Needed from the data below: all lines that contain the word "adding".

(Stored data entries)
++++

PR #152, opened 2023-03-14
Remove intro/from-ground-up and spread its info

Gallaecio:
Major changes:
- Remove the “intro/from-ground-up” page altogether. This is the most radical change, and I am willing to back-pedal somewhat, i.e. keep this page in some form.
  My thinking is that this page tries to cover too many things at once that may be better done separately:
  - It justifies the usefulness of web-poet, which I think the overview page does better with its 4 bullet-point list.
  - It seemingly explains how its design came to be, which I find fascinating, but not useful. It feels better suited for a blog post.
  - It covers basic concepts not covered elsewhere, such as what a page object is, but only in the middle of the page, making those sections hard to discover (feels like you have to read a lot to even get a description of a page object). Separate topics for those concepts, to be expanded as the project evolves, feels like a better approach to me.
- Add new topics loosely based on the removed content, and a few additional details so that the new pages do not feel noticeably lacking:
  - Page objects, to cover the concept and basic usage.
  - Inputs, to cover defining page object inputs.
  - Items, to cover the output of the to_item method.
  - Frameworks, to cover known web-poet ~frameworks~ framework.
  -  Framework specification, an entry page for then section about writing frameworks.

Minor changes:
- Capitalization normalization on table of contents entries.
- Show the table of contents on the index page, as it felt lackluster to me otherwise.
- Sorted pages in the page object section based on how soon I think their concepts should be introduced, which is loosely based on the order in which those concepts are introduced in the tutorial.

Please, *read the new content carefully*. While it is based on the removed page, it also includes some new content, and I fear I might have made the wrong assumptions in some cases. For example:
- Do we want to require frameworks to support both returning items and page objects, as I wrote, or should we allow only one of those, and if so, any of them or a specific one?
- I state frameworks must support all page_input classes, but maybe we should be less strict, or make a special case out of BrowserHtml.


docs/page-objects/inputs.rst
```diff
@@ -0,0 +1,51 @@
+.. _inputs:
+
+======
+Inputs
+======
+
+:ref:`Page object classes <page-object-classes>`, in their ``__init__`` method,
+must define input parameters with type hints pointing to classes from the
+:mod:`web_poet.page_inputs` module.
```
kmike, line 9: As you mention later, it could be custom classes as well.

Also, one may use other injectable things as dependencies: other page objects, items (given that the framework implements providing items).

docs/page-objects/items.rst
```diff
@@ -0,0 +1,59 @@
...
+To define a base class that subclasses :class:`~web_poet.pages.ItemPage` or
+:class:`~web_poet.pages.WebPage` but does not define an actual output item
+class either, use :data:`~web_poet.pages.ItemT` as its output item class:
+
+.. code-block:: python
+
+   from web_poet.pages import ItemT
+
+
+   class BasePage(WebPage[ItemT]):
```
kmike, line 42: Hm, I was thinking you can skip ItemT in this case, and just inherit from WebPage

docs/page-objects/index.rst
```diff
@@ -0,0 +1,121 @@
...
+
+.. literalinclude:: attrs.py
+
+Also, it is often best to subclass :class:`~web_poet.pages.ItemPage`, which
+subclasses :class:`~web_poet.pages.Injectable` and provides an implementation of the
+``to_item`` method based on :ref:`declared fields <fields>`:
+
+.. literalinclude:: itempage.py
+
+If you page object class needs :class:`~web_poet.page_inputs.HttpResponse` as
```
wRAR, line 53:
```suggestion
If your page object class needs :class:`~web_poet.page_inputs.HttpResponse` as
```

wRAR (approved):

docs/page-objects/items.rst
Gallaecio: I’m now thinking we can remove that scenario entirely from the docs.

Gallaecio:
@kmike I’ve “restored” from-ground-up, however, I have edited it significantly.

I feel like the version proposed here still accomplishes the goal of showing how a simple web scraping code snippet can be transformed into web-poet code through iterations of improvements, which being much shorter than the original version, and skipping some details to be covered in latter pages.

However, I am OK with restoring a version almost identical to the original one if you prefer that approach.

docs/intro/from-ground-up.rst
```diff
@@ -219,542 +183,70 @@ objects, so ``web-poet`` provides a shortcut for it: inherit from
...
 
-It might be easier to read the code written this way. Also, this style
-allows to extract only some of the attributes - if you don't need
-the complete to_item() output, you still can access individual properties.
-
-web-poet provides a small framework to simplify writing Page Objects
-in this style; see :ref:`fields`. The example above can be simplified
-using web-poet fields - there is no need to write ``to_item`` boilerplate:
+At this point you may be wondering why web-poet requires you to write a class
+with a ``to_item`` method rather than a function. The answer is flexibility.
```
kmike, line 189: There is a second reason, related to andi: classes can be used as types in Python, while functions can't. So, you can type annotate "I need an instance of this class", but you can't say "I want this function specifically". Currently typing is used for dependency injection.

If not for dependency injection, https://github.com/scrapinghub/web-poet/pull/44/files wouldn't need to create a class from a function.

I'm not sure if we should go into explaining all this in this document though. Could be worth adding a note, but I'm not sure :)

docs/page-objects/index.rst
```diff
@@ -0,0 +1,121 @@
+.. _page-objects:
+
+============
+Page objects
+============
+
+A page object is a code wrapper for a webpage that implements the logic to
```
kmike, line 7: It may be also a wrapper for a part of webpage.

docs/page-objects/index.rst
```diff
@@ -0,0 +1,121 @@
...
+
+.. _page-object-classes:
+
+Defining a page object class
+============================
+
+A page object class is a Python class that:
+
+-   Subclasses :class:`~web_poet.pages.Injectable` or is registered or decorated
+    with :class:`Injectable.register <web_poet.pages.Injectable.register>`.
```
kmike, line 22: Some page object features are not supported with Injectable: fields, test generation (or something else about tests, I don't recall), input validation. So I wonder if we should recommend ItemPage by default, and maybe explain Injectable separately, if there is a need.

kmike: The same might apply to from-ground-up document; it uses Injectable.

docs/page-objects/index.rst
```diff
@@ -0,0 +1,121 @@
...
+
+.. _output-item:
+
+Getting the output item
+=======================
+
+You should :ref:`include your page object classes into a page object
+registry <rules-intro>`, e.g. decorate them with :func:`~.handle_urls`:
+
+.. literalinclude:: register.py
```
kmike, line 70: What do you think about moving .py files to a sub-folder, so that they're not mixed with .rst files?

docs/page-objects/index.rst
```diff
@@ -0,0 +1,121 @@
...
+
+Then, provided your page object class code is imported (see
+:func:`~web_poet.rules.consume_modules`), your :ref:`framework <frameworks>`
+can build the output item after you provide the required input, such as the
+target URL and the desired :ref:`output item class <items>`, as :ref:`shown in
```
kmike, line 75: In the register.py example the item class is dict, so this doesn't work. I don't think it's intended that you can ask for a "dict" as an item, and get result from some page object which returns a dict.

docs/page-objects/index.rst
```diff
@@ -0,0 +1,121 @@
...
+the tutorial <tutorial-create-page-object>`.
+
+Your framework chooses the right page object class based on your input
+parameters, downloads the required data, builds a page object, and calls the
+``to_item`` method of that page object. All transparently to you.
```
kmike, line 80: I'd remove "All transparently to you." note, it sounds a bit scary :)

docs/page-objects/index.rst
```diff
@@ -0,0 +1,121 @@
...
+
+        .. code-block:: python
+
+           item = await foo_page.to_item()
+
+    This also means that, if the underlying page object class ever switches its
+    implementation from synchronous to asynchronous or the other way around,
+    your code will stop working.
+
+-   ``to_item`` may raise a :exc:`~web_poet.exceptions.core.Retry` exception
```
kmike, line 109: Should it be extended with other exceptions which we have now?

docs/page-objects/index.rst
```diff
@@ -0,0 +1,121 @@
...
+    which, depending on your :ref:`framework <frameworks>`, may not be handled
+    automatically when getting a page object instead of an item.
+
+
+Building a page object manually
+-------------------------------
+
+While not recommended, it is possible to create a page object from a page
+object class passing its inputs as parameters. For example, to manually create
+an instance of the ``FooPage`` page object class defined above:
```
kmike, line 119: What do you think about explaining why it's not recommended? The most important thing is that the code breaks if a page object requires a different input, while in case of using framework a page object is free to change its inputs.

docs/page-objects/inputs.rst
```diff
@@ -0,0 +1,65 @@
...
+:ref:`Page object classes <page-object-classes>`, in their ``__init__`` method,
+must define input parameters with type hints pointing to input classes.
+
+Those input classes may be:
+
+-   :ref:`Built-in web-poet input classes <built-in-inputs>`.
+
+-   :ref:`Custom input classes <custom-inputs>`.
+
+-   Other :ref:`page object classes <page-object-classes>`.
```
kmike, line 16: Technically, it's other Injectable classes. Just a heads up: if you change the example from Injectable to ItemPage in the explanation for page object classes, it may require some changes here.

docs/page-objects/inputs.rst
```diff
@@ -0,0 +1,65 @@
...
+
+-   :ref:`Item classes <items>`, when using a :ref:`framework <frameworks>`
+    that can provide item classes.
+
+Based on the target URL and parameter type hints, :ref:`frameworks
+<frameworks>` automatically build the required objects at run time, and pass
+them to the ``__init__`` method of the corresponding page object class.
+
+For example, if a page object class has an ``__init__`` parameter of type
+:class:`~web_poet.page_inputs.HttpResponse`, and the target URL is
```
kmike, line 26: The link doesn't work for some reason.

docs/page-objects/inputs.rst
```diff
@@ -0,0 +1,65 @@
...
+https://example.com, your framework would send an HTTP request to
+https://example.com, download the response, build an
+:class:`~web_poet.page_inputs.HttpResponse` object with the response data, and
```
kmike, line 29: The link doesn't work for some reason.

docs/page-objects/inputs.rst
```diff
@@ -0,0 +1,65 @@
...
+
+-   :class:`~web_poet.page_inputs.HttpClient`, to send  :ref:`additional
+    requests <additional-requests>`.
+
+-   :class:`~web_poet.page_inputs.RequestUrl`, the target URL before following
+    redirects. Useful, for example, to skip the target URL download, and
+    instead use :class:`~web_poet.page_inputs.HttpClient` to send a custom
+    request based on parts of the target URL.
+
+-   :class:`~web_poet.page_inputs.PageParams`, to receive data from the
```
kmike, line 52: The links here don't work for me, when building docs locally.

docs/page-objects/inputs.rst
```diff
@@ -0,0 +1,65 @@
...
+
+Built-in input classes
+======================
+
+The :mod:`web_poet.page_inputs` module defines multiple classes that you can
+define as inputs for a page object class, including:
+
+-   :class:`~web_poet.page_inputs.HttpResponse`, a complete HTTP response,
+    including URL, headers, and body. This is the most common input for a page
+    object class.
```
kmike, line 42: Would it make sense to mention BrowserHtml as well? It looks different from other classes (e.g. HttpResponseBody), because it's not covered by HttpResponse.

docs/api-reference.rst
```diff
@@ -1,14 +1,16 @@
 .. _api-reference:
 
 =============
-API Reference
+API reference
```
kmike, line 4: I'm not sure if that's new or not, but we got all the `bytes` / `str` methods documented for page input classes; I don't think it's intended. That's probably unrelated to this PR.

docs/page-objects/items.rst
```diff
@@ -0,0 +1,47 @@
...
+=====
+Items
+=====
+
+The ``to_item`` method of a :ref:`page object class <page-object-classes>` must
+return an item.
+
+An item is a data container object supported by the itemadapter_ library.
+Because itemadapter_ allows implementing support for arbitrary types, any kind
+of Python object can potentially work as an item.
```
kmike, line 12: What do you think about mentioning that common examples of items which you can use are

* dict
* attrs instance
* dataclass instance?

docs/page-objects/items.rst
```diff
@@ -0,0 +1,47 @@
...
+
+.. code-block:: python
+
+   class MyPage(WebPage[MyItem]):
+       ...
+
+If you have a subclass of :class:`~web_poet.pages.ItemPage` or
+:class:`~web_poet.pages.WebPage` that declares an output item class, and
+you wish to create a subclass of it that changes the output item class, use
+the :class:`~web_poet.pages.Returns` mixin to re-declare its output item class:
```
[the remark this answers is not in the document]
kmike: I'd probably not go into explaining Returns here, as it's covered in the field docs, and it's a more advanced concept.

docs/page-objects/items.rst
kmike: It may also worth it to add a simple example of an item definition.

docs/page-objects/items.rst
```diff
@@ -0,0 +1,47 @@
...
+.. code-block:: python
+
+   from web_poet import Returns
+
+
+   class ParentPage(WebPage[ParentItem]):
+       ...
+
+   class ChildPage(ParentPage, Returns[ChildItem]):
+       ...
```
kmike, line 47: What do you think about adding a section here, which explains that it's an anti-pattern to use items which are very "smart", i.e. use features like attrs convertors? We don't have to do it in this PR though.

docs/frameworks/index.rst
```diff
@@ -0,0 +1,55 @@
...
+
+    To do that:
+
+    -   Use ``web_poet.default_registry`` to determine the right :ref:`page
+        object class <page-object-classes>` to use.
+
+        Optionally, let users indicate their own
+        :class:`~web_poet.rules.RulesRegistry` object.
+
+    -   Support building :ref:`input objects <inputs>` based on type hints,
```
kmike, line 32: This deserves its own point. I think that's the most important thing a framework should implement. 

Some time ago scrapy-poet didn't support returning item classes directly; it also didn't support additional requests, and not all standard inputs are supported even now. I would still consider such framework a framework, as soon as it can build an instance of a page object, given a page object class. 

Everything else should probably be optional for a framework. 
It's also nice if a framework fails clearly when some standard features are not supported.

docs/frameworks/index.rst
```diff
@@ -0,0 +1,55 @@
...
+        i.e. dependency injection.
+
+        You must support all input classes from the :mod:`web_poet.page_inputs`
+        module.
```
kmike, line 36: I don't think it's a requirement. scrapy-poet doesn't support all input classes from page_inputs. If something is not supported, a framework should raise an error.

docs/frameworks/index.rst
```diff
@@ -0,0 +1,55 @@
...
+
+        You can use the andi_ library for that. For practical examples, see the
+        source code of scrapy-poet_ and of the :mod:`web_poet.example` module.
```
kmike, line 39: web_poet.example link doesn't work for me

docs/frameworks/index.rst
```diff
@@ -0,0 +1,55 @@
...
+
+        .. _andi: https://github.com/scrapinghub/andi
+        .. _scrapy-poet: https://github.com/scrapinghub/scrapy-poet
+
+        In addition to signature inspection, andi_ it also handles
+        :class:`~typing.Optional` and :class:`~typing.Union` annotations, and
```
kmike, line 45: These links don't work for me. Hm, is there something with my setup?

kmike (approved):
Fantastic changes @Gallaecio! The from-ground-up.rst is so much better now, as well as the overall docs structure.

docs/page-objects/index.rst
Gallaecio: I agree with recommending `ItemPage` here.

However, I also think this section needs to be accurate about what is a page object. Is a class inheriting directly from `Injectable` a valid page object? If so, then that’s the “minimum” base class that makes a class a page object.

kmike: Yeah, I was thinking about the same. It seems raw Injectable doesn't have all the page object features now - no validation, no fields, tests don't always work. So, probably we should say that page object is an instance of ItemPage, and Injectable is for more advanced use cases, if some ItemPage features get in a way - does it make sense? E.g. it should be fine to define a dependency like SemanticMarkupData (which itself depends on HtpResponse) as a subclass of Injectable.

docs/page-objects/index.rst
Gallaecio: This works:

```python
from web_poet import WebPage, field, handle_urls
from web_poet.example import get_item


@handle_urls("books.toscrape.com")
class BookPage(WebPage[dict]):

    @field
    async def title(self):
        return self.css("h1::text").get()


item = get_item(
    "http://books.toscrape.com/catalogue/the-exiled_247/index.html",
    dict,
)
print(item)
# {'title': 'The Exiled'}
```

But it would make sense to me to explain at this point that, even though this works, it is a good practice to use something other than dict.

kmike: I think it's an anti-pattern to use Page[dict]. Probably it'd be better to remove it from all examples. For example, consider dependency injection. If you have some parameter which is of type dict (e.g. an optional argument which user defind for some reason), it can be surprising that it's populated by some random page object - `dict` doesn't tell anything about the kind of data you'd like to get.

docs/api-reference.rst
Gallaecio: Not what I’m getting:

Screenshot_20230330_093847
Screenshot_20230330_093923

docs/page-objects/inputs.rst
kmike: So, is the plan to add it here once we implement BrowserHtml support e.g. in scrapy-zyte-api?

docs/page-objects/items.rst
Gallaecio: I was about to do it in this PR, as I agree that it makes perfect sense in this page, but I cannot think of a good wording, and I expect a few iterations, so it may indeed be better left for a follow-up pull request.

docs/intro/from-ground-up.rst
Gallaecio: https://github.com/scrapinghub/web-poet/pull/152/commits/fcd364061034500a74d32dfd315572a05837e3f8

docs/page-objects/index.rst
Gallaecio: https://github.com/scrapinghub/web-poet/pull/152/commits/73f59eb278d85b895a8279e7cd26e97f17d2b002

docs/page-objects/index.rst
Gallaecio: https://github.com/scrapinghub/web-poet/pull/152/commits/ba33547fcd27ec843c522eb57934ec84a9a99609

docs/page-objects/index.rst
Gallaecio: https://github.com/scrapinghub/web-poet/pull/152/commits/9f58ae7a428d519fae252f29c9b76ed865043988

docs/page-objects/index.rst
Gallaecio: https://github.com/scrapinghub/web-poet/pull/152/commits/946c8d7b72b701b96ba02c1477ef278ec0bdc488

docs/page-objects/index.rst
Gallaecio: https://github.com/scrapinghub/web-poet/pull/152/commits/d29cb07ce315762ced5aad90cf7afe36af555aab

docs/page-objects/index.rst
```diff
@@ -0,0 +1,121 @@
...
+
+    -   If the ``to_item`` method is asynchronous:
+
+        .. code-block:: python
+
+           item = await foo_page.to_item()
+
+    This also means that, if the underlying page object class ever switches its
+    implementation from synchronous to asynchronous or the other way around,
+    your code will stop working.
```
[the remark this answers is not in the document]
Gallaecio: https://github.com/scrapinghub/web-poet/pull/152/commits/67840f675c04b4e1134d74fe49239815420129ca

docs/page-objects/index.rst
Gallaecio: https://github.com/scrapinghub/web-poet/pull/152/commits/6b3b7ae0e6e3883ab2b43867076ef54de16ffa9f

docs/page-objects/index.rst
Gallaecio: https://github.com/scrapinghub/web-poet/pull/152/commits/e6d9116c7c82e7e6ccad31a9a06994c9f3b3cb66

docs/page-objects/inputs.rst
Gallaecio: [I’ve added an extra bullet point for “other injectable classes”](https://github.com/scrapinghub/web-poet/pull/152/commits/71ddcdfb760b7e8f9fc732a70e56e1f21aa796cb).

docs/page-objects/inputs.rst
Gallaecio: https://github.com/scrapinghub/web-poet/pull/152/commits/b958a1a25cc9d04a9d16de4b5f114fc74c44d480

docs/page-objects/inputs.rst
Gallaecio: https://github.com/scrapinghub/web-poet/pull/152/commits/b958a1a25cc9d04a9d16de4b5f114fc74c44d480

docs/page-objects/inputs.rst
Gallaecio: https://github.com/scrapinghub/web-poet/pull/152/commits/b958a1a25cc9d04a9d16de4b5f114fc74c44d480

docs/page-objects/items.rst
Gallaecio: https://github.com/scrapinghub/web-poet/pull/152/commits/78d03f5a383d3471f619cb8593dc1ed4d5b81a38
https://github.com/scrapinghub/web-poet/pull/152/commits/e18ccc9570547a5dd7919158e63e949e35f3f58e

docs/page-objects/items.rst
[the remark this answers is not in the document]
Gallaecio: https://github.com/scrapinghub/web-poet/pull/152/commits/15a3973fa19f58f6e877e8f592ada308c5162751

docs/frameworks/index.rst
Gallaecio: https://github.com/scrapinghub/web-poet/pull/152/commits/3baff1225d325685e36c9d84467822da382c240b
https://github.com/scrapinghub/web-poet/pull/152/commits/0553b6c6e0745c29cfb35e5be319c604665d4cc7

docs/frameworks/index.rst
Gallaecio: https://github.com/scrapinghub/web-poet/pull/152/commits/9e13da9b944889240ed6e2421775f507a920ca6b

docs/frameworks/index.rst
Gallaecio: https://github.com/scrapinghub/web-poet/pull/152/commits/3b2f88ec09810b58f024b03f73e66290c6fbf1a8

docs/api-reference.rst
Gallaecio: I’ve tried recreating the `docs` Tox environment, and I still get the expected rendering. Could you try recreating your `docs` Tox environment on your end?

kmike (approved):
+1 to merge.

docs/api-reference.rst
kmike: It turns out I was not using the right docs environment. I've installed docs/requirements.txt, and the problem went away. Old Sphinx, probably.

++++

> Response box
I'm not sure if we should go into explaining all this in this document though. Could be worth adding a note, but I'm not sure :)
kmike, line 47: What do you think about adding a section here, which explains that it's an anti-pattern to use items which are very "smart", i.e. use features like attrs convertors? We don't have to do it in this PR though.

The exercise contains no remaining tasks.